I want to have a new website made professionally, does anyone have any advice? I currently just have one via vistaprint which I made myself and it's pretty elementary so I'd like a real one without spending a fortune. I think I pay like $17 a month and hope I can cancel and still use a dot com address. I'm no computer guy so I'd appreciate any advice.


----------



## dooleycorp (Jan 5, 2011)

hire a it company to do it. let them quote you a price and tell them what you want and need and they will give you a quote more profesional


----------



## thelettuceman (Nov 23, 2010)

www.gowebsite.com
I pay less for 3 years than you pay for 1 year. This is a do it yourself site. Type the website address you want into a browser and make sure it is available. Make sure your website loads fast or you will lose visitors. Mine (www.thelettuceman.biz) is not fancy but gets the job done. Good Luck!!


----------



## swtiih (Nov 30, 2008)

thelettuceman;1422682 said:


> www.gowebsite.com
> I pay less for 3 years than you pay for 1 year. This is a do it yourself site. Type the website address you want into a browser and make sure it is available. Make sure your website loads fast or you will lose visitors. Mine (www.thelettuceman.biz) is not fancy but gets the job done. Good Luck!!


nice website


----------



## 2004chevy2500hd (Dec 19, 2010)

1and1 and wix are two sites that I have personally worked with (built sites for other folks - I do all of "my" stuff by hand) - these two services are "point and click" kinda sites and are honestly pretty good - lots of bang for your buck. If you can click, drag and upload pics....You can use these sites. With most of these sites you can register your domain, build your site and have them handle your mail server - Some of these sites will also do SEO for you (search engine optimization) - helping with you ranking on a google/bing search.

http://www.wix.com/
http://1and1.com


----------



## 2004chevy2500hd (Dec 19, 2010)

Following up on the comment from *dooleycorp* - paying a professional to do this will give you a ton more bells and whistles - however if you want to handle this on you own - try one of the above sites


----------



## grandview (Oct 9, 2005)

If you want audio on your website let me know and I'll hook you up.


----------



## mpgall26 (Aug 19, 2011)

grandview;1423259 said:


> If you want audio on your website let me know and I'll hook you up.

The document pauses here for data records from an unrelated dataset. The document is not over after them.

PR #1184, opened 2026-06-08
ESC-23439 | Added Missing API Documentation Values

SSharma-10:


specification/resources/autoscale_pools/models/member.yml
```diff
@@ -17,8 +17,18 @@ properties:
     example: 2020-07-28T18:00:00Z
   health_status:
```
DO-rrao, line 18: responses/examples.yml (members_all, lines 69–83): the rendered example for the list-members response was not updated alongside the schema. Since unhealthy_reason is documented as always returned (null when healthy), the example should include it (e.g. unhealthy_reason: null) so the docs stay in sync with the schema.

specification/resources/autoscale_pools/models/member.yml
```diff
@@ -17,8 +17,18 @@ properties:
...
     type: string
```
DO-rrao, line 19: models/member.yml line 25: unhealthy_reason is not added to required. The description says it "Returns null when health_status is healthy" — i.e. the field is always present, just sometimes null. With nullable: true it should be listed in required to convey "always returned, may be null".

SSharma-10: Updated

specification/resources/autoscale_pools/models/member.yml
```diff
@@ -17,8 +17,18 @@ properties:
...
-    example: 'active'
```
DO-rrao, line 20: Hi shivani, 
I ran the following request for healthy autoscale pool -http://127.0.0.1:8080/#tag/Droplet-Autoscale-Pools/operation/autoscalepools_list_members . I did not see null field of unhealthy_reason.

Can you pls confirm this is expected behaviour?
For unhealthy autoscale pools, I am seeing number of droplets is becoming 0. 
Then I am not able to see the field again.

SSharma-10: Yes you are correct,  unhealthy_reason: null not present for healthy droplets and I have updated the changes. Please check

DO-rrao (approved):

PR #1196, opened 2026-06-30
Add custom evaluation metrics OpenAPI endpoints

sshirolkar:
## Summary
- add OpenAPI operations for custom evaluation metrics create/update/delete under the GenAI section
- align request/response schemas and shared metric fields with the Cthulhu proto-generated contract
- add curl examples for create, update (path metric UUID), and delete (path metric UUID)

## Test plan
- [x] Run `npm run lint -- specification/DigitalOcean-public.v2.yaml`
- [x] Confirm no linter errors in modified files via IDE diagnostics
- [x] Verify branch diff is scoped to custom metric OpenAPI files only

Made with [Cursor](https://cursor.com)

### DIFF
--- a/specification/resources/gen-ai/definitions.yml
+++ b/specification/resources/gen-ai/definitions.yml
@@ -1275,9 +1275,9 @@ apiAnthropicAPIKeyInfo:
   type: object
 apiAssociatedModelEvaluationPreset:
   description: |-
-    AssociatedModelEvaluationPreset identifies a saved model evaluation preset
-    that references a metric. Returned alongside custom metrics so the dashboard
-    can warn that deleting the metric will also delete these presets.
+    A saved model evaluation preset that references a metric. Returned alongside
+    custom metrics so you can see which presets depend on the metric; deleting the
+    metric will also delete these presets.
   properties:
     eval_preset_uuid:
       description: Unique identifier of the saved model evaluation preset that references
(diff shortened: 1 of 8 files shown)


specification/resources/gen-ai/definitions.yml
```diff
@@ -2734,6 +2766,42 @@ apiCustomModelImportJob:
...
+    Configuration for a custom model-evaluation metric scored by an LLM judge.
+    Prompt and model response are always included in the judge context.
+  properties:
+    add_to_library:
+      description: |-
+        When true, persist in the account metric library for reuse (Figma "Always show this metric").
+        When false, use for the current evaluation flow only. Set on create/update via config.
+      example: true
+      type: boolean
+    created_at:
```
DO-rrao, line 2774: One thing worth a second look: this config schema is shared by the create input, the update input, and the response (`apiEvaluationMetric.custom_eval_config`). That means `created_at`, `updated_at`, and `deleted_at` show up as fields someone can send in a create/update request, which probably isn't what we want people to do. Could we mark these three as `readOnly: true`, or split out a separate input config so the timestamps only appear on the response side?

specification/resources/gen-ai/definitions.yml
```diff
@@ -2734,6 +2766,42 @@ apiCustomModelImportJob:
...
       type: string
   type: object
+apiCustomEvaluationMetricConfig:
+  description: |-
+    Configuration for a custom model-evaluation metric scored by an LLM judge.
+    Prompt and model response are always included in the judge context.
+  properties:
+    add_to_library:
+      description: |-
+        When true, persist in the account metric library for reuse (Figma "Always show this metric").
```
DO-rrao: Small thing, but the `(Figma "Always show this metric")` reference will end up in our public docs and won't mean anything to external developers. Mind dropping it? While we're here, the `deleted_at` ("must not appear in pickers") and `associated_presets` ("so the dashboard can warn…") descriptions lean a bit on internal/dashboard behavior too — might be worth rephrasing those in terms of what the API consumer actually sees.

specification/resources/gen-ai/definitions.yml
sshirolkar: marked as readonly

DO-rrao (approved):

PR #1202, opened 2026-07-15
DBAAS-8634: Document pg_allow_replication optional default and update path

shabtaisharon:
Clarify that PostgreSQL user settings.pg_allow_replication defaults to false when omitted, and document create/update/read paths in the Public API spec.


RohithSangati (approved):

RohithSangati:
Ignoring gitguardian failure as it's due to addition of example password.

GV can Giada be the voice. Nice article Scott


----------



## grandview (Oct 9, 2005)

After last night her throat is a little raw.


----------



## greg8872 (Jan 17, 2007)

If you go the route of a professional company, get references, and not just "latest projects" any web development company can find clients for which they are an improvement over. Ask about their long term clients.

Also, don't go for just the "looks" of it, a site can "look" good, but not be built properly under the hood. The better built from the start, the less maintenance down the road.

Big thing to avoid, any developer that advertises $$ for x pages, $$ each additional page. 

Sadly, web development is a place where people who can barely do it, can sneak on through. To consider, I saw on another thread (trying to see if I could find your current site) you mentioning getting started correctly, commercial plates, proper insurance, etc. Now think about Joe Schmoe with who has a pickup and says "hey, I think you are charging too much, I'm gonna get a cheap plow, slap it on my truck and advertise for 1/2 your price" Yeah, they can come plow my drive, snow is gone, but did they push it so the next snow in a few days they have room for that snow as well, if they tear up my yard... By the time I figure out it was wrong, probably gonna cose me more time/money.

And what is worse, other than a basic computer, they don't need to pay for anything to get out there.

Hope some of that info helps you, if you have any specific questions, feel free to PM (ie, want someone to review the portfolio of a potential company. I live web, sadly, horrible at coming up with designs though, I mainly program back end of sites/apps)

-Greg


----------